PR #552, opened 2020-10-26
fix: SessionNotFound was not retried for AsyncTransactionManager

olavloite:
`SessionNotFoundException` was not retried if these happened when using `AsyncTransactionManager`. These exceptions are now handled explicitly in the following way:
================================
### Exercise requirements
Copy out every line of the listing that includes the string "retried".

### Exercise solution
fix: SessionNotFound was not retried for AsyncTransactionManager
`SessionNotFoundException` was not retried if these happened when using `AsyncTransactionManager`. These exceptions are now handled explicitly in the following way:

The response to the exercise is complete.